PR #255, opened 2026-07-13
refactor(inference): move shared suite helpers under inference/utils

hnimra-amd:
Colocate lifecycle, cache probe, and results table modules with other inference utilities, update import paths across IX atom suites and report wiring, and fix ruff/pylint gates for `make test`.

## Motivation

Shared inference suite helpers (`inference_suite_lifecycle`, `cache_probe`, `inference_suite_results_table`) lived at the top level of `cvs/lib/inference/` while related config and parsing code already lives under `cvs/lib/inference/utils/`. This split made the layout harder to navigate and inconsistent as IX atom support grew.

This PR is the first step of the IX atom refactor: move those shared helpers into `utils/` and fix the resulting import paths. It also unblocks `make test` on `dev/dtni` by fixing ruff formatting (26 files) and ruff lint issues (12 pre-existing violations) so both `fmt-check` and `lint` pass.

### Module moves (`cvs/lib/inference/` → `cvs/lib/inference/utils/`)

| Module | Purpose |
|--------|---------|
| `inference_suite_lifecycle.py` | Lifecycle-as-tests stage helpers, `InferenceLifecycle`, pytest HTML hooks |
| `cache_probe.py` | Model-cache size probing (`du_bytes`) |
| `inference_suite_results_table.py` | End-of-session results table (`make_print_results_table`) |

`InferenceXAtomJob` remains at `cvs/lib/inference/inferencex_atom_orch.py` (unchanged).

### Import path updates

Consumers updated to `cvs.lib.inference.utils.*`:

- `cvs/tests/inference/inferencex_atom/conftest.py`
- `cvs/tests/inference/inferencex_atom/inferencex_atom_single.py`
- `cvs/tests/inference/inferencex_atom/_shared.py`
- `cvs/lib/report/inference_wiring.py`
- `cvs/lib/report/pytest_extras.py`
- `cvs/lib/report/presets/inferencex_atom.py`
- `cvs/lib/report/presets/_inference_suite_template.py`
- `cvs/lib/inference/unittests/test_inference_suite_lifecycle.py`

Doc/path references updated in `cvs/input/config_file/inference/inferencex_atom_single/README.md`.

### Formatting & lint (`make test` gates)

- **`ruff format`** (0.14.8) — 26 files reformatted so `ruff format --check .` passes.
- **`ruff check`** — resolved 12 issues:
  - moved `cache_probe` import to top of `inference_suite_lifecycle.py` (`E402`)
[...]

PR #257, opened 2026-07-16
feat(vllm): unify vllm_single + vllm_distributed into one topology-parametrized suite

atnair-amd:
## Jira

[AIMVT-247](https://amd-hub.atlassian.net/browse/AIMVT-247)

## Motivation

Replaces the standalone `vllm_single` and `vllm_distributed` suites with a single
unified `vllm` suite parametrized on topology (`nnodes`/`pipeline_parallel_size`
in config), so single-node and 2-node PP-distributed vLLM runs share one code
path instead of two divergent ones. This branch also carries the rebase of the
prior `atnair/vllm-distributed` work (PR #242) onto `dev/dtni`, plus fixes found
during live multi-node validation.

## Technical Details

**New unified suite (replaces `vllm_single.py` + `tests/inference/vllm_distributed/`):**
- `cvs/lib/inference/vllm_job.py` — unified `VllmJob`: distributed flags (topology,
  IB HCAs, master addr/port) are only added when `nnodes > 1`; `run_client` /
  `wait_client_complete` / `parse_results` always execute head-only via
  `exec_on_head`.
- `cvs/lib/inference/utils/vllm_config_loader.py` — unified `VariantConfig` for
  both single-node (`nnodes=1`, `pp=1`) and distributed (`nnodes>1`, `pp>1`);
  `ib_netdev` required when `nnodes>1`; `cell_key` only emits a `PP=` segment
  when `pp>1`.
- `cvs/lib/utils/ib_discovery.py` — `discover_ib_hca_names()` via `ibv_devinfo -l`
  with an `/sys/class/infiniband` sysfs fallback for images that ship without
  `libibverbs-dev`; fails loudly on empty or asymmetric HCA lists across nodes.
- `cvs/tests/inference/vllm/vllm.py` (renamed from `vllm_single.py`) — adds a
  `test_discover_topology` lifecycle stage that runs once per sweep for
  distributed configs (skipped on single-node) and validates any explicit
  `ib_hca_devices` list against what's discovered.
- Ray added as an alternate `distributed-executor-backend` (alongside `mp`) for
  `nnodes>1, pp=1`: bootstraps a Ray cluster (head + workers), runs `vllm serve`
  on the head only, tears down via `ray stop`.
- Server reuse across sweep cells: `VllmJob.server_signature()` identifies the
  rank-agnostic server identity (argv minus `--node-rank`, plus env), so
  consecutive cells that only change client-side concurrency skip a full
  stop/start/weight-reload (~9 min/cell saved on multi-concurrency sweeps).
- Legacy `vllm_single.py` + `tests/inference/vllm_distributed/` suites deleted.

## Test Plan

- `python -m py_compile` across the full repo tree — clean.
- `python run_all_unittests.py` (`.test_venv`) — 650 tests, 2 pre-existing
  failures in `test_inferencing_config_loader.py` unrelated to this branch
  (confirmed via side-by-side comparison against the pre-rebase commit).
- Live 2-node MI300X validation runs (linked in ticket)

## Test Result

650/652 unit tests passing (2 pre-existing, unrelated failures). Compiles
clean. Lint clean on all files touched by this branch.


cvs/lib/inference/vllm_job.py
```diff
@@ -0,0 +1,573 @@
...
+                        log.info("[%s rank%d server.log] %s", h, rank, line)
+                if self.EARLY_FAILURE_RE.search(output or ""):
+                    raise RuntimeError(f"vllm server early failure on {h} (rank {rank}): {(output or '')[-500:]}")
+            out = self.orch.exec(
+                f"grep -m1 -iE {shlex.quote(self.FATAL_LOG_RE.pattern)} {shlex.quote(rank_log)}",
+                detailed=True,
+                hosts=[host],
+            )
+            for h, r in (out or {}).items():
+                if r.get("exit_code") == 0 and r.get("stdout", "").strip():
```
solaiys: 🔴 **Blocking — wrong dict key disables this fatal-error check.** The orchestrator's `detailed=True` exec returns `{"output", "exit_code"}` (every other call site uses `output`/`exit_code` — e.g. lines 308, 317, 367 here, and `container.py`). `r.get("stdout", "")` is therefore always empty, so this `FATAL_LOG_RE` branch can never raise. A fatal `RuntimeError: … engine` (matched by `FATAL_LOG_RE` but not by `EARLY_FAILURE_RE`) won't fast-fail; the run instead hangs until the full readiness poll cap — exactly the multinode failure path this PR targets. Fix: use `r.get("output", "")`.

solaiys (commented):
Review focused on blocking issues (per my review checklist). The new unified vLLM logic itself looks solid (topology gating on `nnodes>1`, head-only client stages, `server_signature()` reuse across concurrency-only cells, duplicate `--max-model-len` resolved, IB discovery fails loudly on empty/asymmetric HCA lists). Two blocking issues, one left inline and one below.

🔴 **Blocking — reintroduces modules that the merged PR #255 deleted, landing duplicate/stale copies on `dev/dtni`.**

I checked each path on both refs. `dev/dtni` has these modules **only** at their #255 locations, but this PR head carries them at **both** the new and the pre-#255 old paths:

| Module | on `dev/dtni` | on this PR head |
|---|---|---|
| `cvs/lib/inference/inferencex_atom_orch.py` (old) | absent | present |
| `cvs/lib/inference/cache_probe.py` (old) | absent | present (byte-identical dup) |
| `cvs/lib/inference/inference_suite_results_table.py` (old) | absent | present (content-divergent) |
| `cvs/lib/inference/utils/inferencex_atom_config_loader.py` (old) | absent | present (content-divergent) |
| `cvs/lib/inference/utils/inferencex_atom_parsing.py` (old) | absent | present (content-divergent) |

The authoritative #255 copies (`inference/inferencex_atom/*`, `inference/utils/*`) also exist on the head, so merging silently adds divergent duplicate source modules — a regression of #255's cleanup and a correctness hazard (edits to one copy won't touch the other). This looks like an unclean rebase (the branch carries both #255's moves and its own pre-move copies). Fix: rebase onto current `dev/dtni` and drop the reintroduced old-path files so only the #255 locations remain.

cvs/lib/inference/unittests/test_vllm_job_ray_backend.py
```diff
@@ -0,0 +1,1350 @@
+'''
```
solaiys, line 1: 🔴 **Blocking (fmt gate) — this new file fails `make fmt-check`.** `ruff format --check .` reports `Would reformat: cvs/lib/inference/unittests/test_vllm_job_ray_backend.py`, so the PR does not pass the formatting gate as-is (this contradicts the PR description's "fmt-check pass" claim — likely edited after the last format run). Fix: run `make fmt` and commit the result.

solaiys (commented):
Re-review status — both earlier blocking findings are ✅ **verified resolved** on this head (`26e88c0b`):

- ✅ Duplicate/stale reintroduced modules — all 5 pre-#255 old-path files are now absent; only the authoritative #255 locations remain (file count 19→14, additions 3754→2779).
- ✅ `vllm_job.py` `_check_early_failure` now reads `r.get("output", "")` (was `stdout`), so the `FATAL_LOG_RE` fast-fail branch is live again.

**`make fmt` / `make lint` check (run against this head):**

🔴 **`make fmt-check` fails on a file this PR adds** — `cvs/lib/inference/unittests/test_vllm_job_ray_backend.py` (see inline comment). `ruff format --check` reports it would reformat. Please run `make fmt` and commit.

⚪ **Not caused by this PR (pre-existing on `dev/dtni`):** `cvs/lib/utils/gpu.py` (fmt) and `cvs/lib/utils/unittests/test_gpu.py` (fmt + all 5 `ruff` E401 lint errors). I confirmed via `git diff origin/dev/dtni HEAD` that both files are byte-identical to `dev/dtni` and are not in this PR's diff — so the `make lint` failure and 2 of the 3 `fmt-check` files are independent of #257 and should not block it (worth a separate cleanup on `dev/dtni`).

Net: the only gate issue owned by this PR is the `ruff format` violation in `test_vllm_job_ray_backend.py` — a one-command fix.

solaiys (approved):
please check with make fmt-check and lint check.. and address the files in your PR.
i think a minor one is present now..
otherwise its LGTM...

please fix the ruff fmt issue before merge.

+++++

= What to produce =
When you reach the line with "against this head):**" in the records above, start writing out lines exactly, and stop once the line with "a file this" has been written; include nothing else.

= Answer space =
**`make fmt` / `make lint` check (run against this head):**

🔴 **`make fmt-check` fails on a file this PR adds** — `cvs/lib/inference/unittests/test_vllm_job_ray_backend.py` (see inline comment). `ruff format --check` reports it would reformat. Please run `make fmt` and commit.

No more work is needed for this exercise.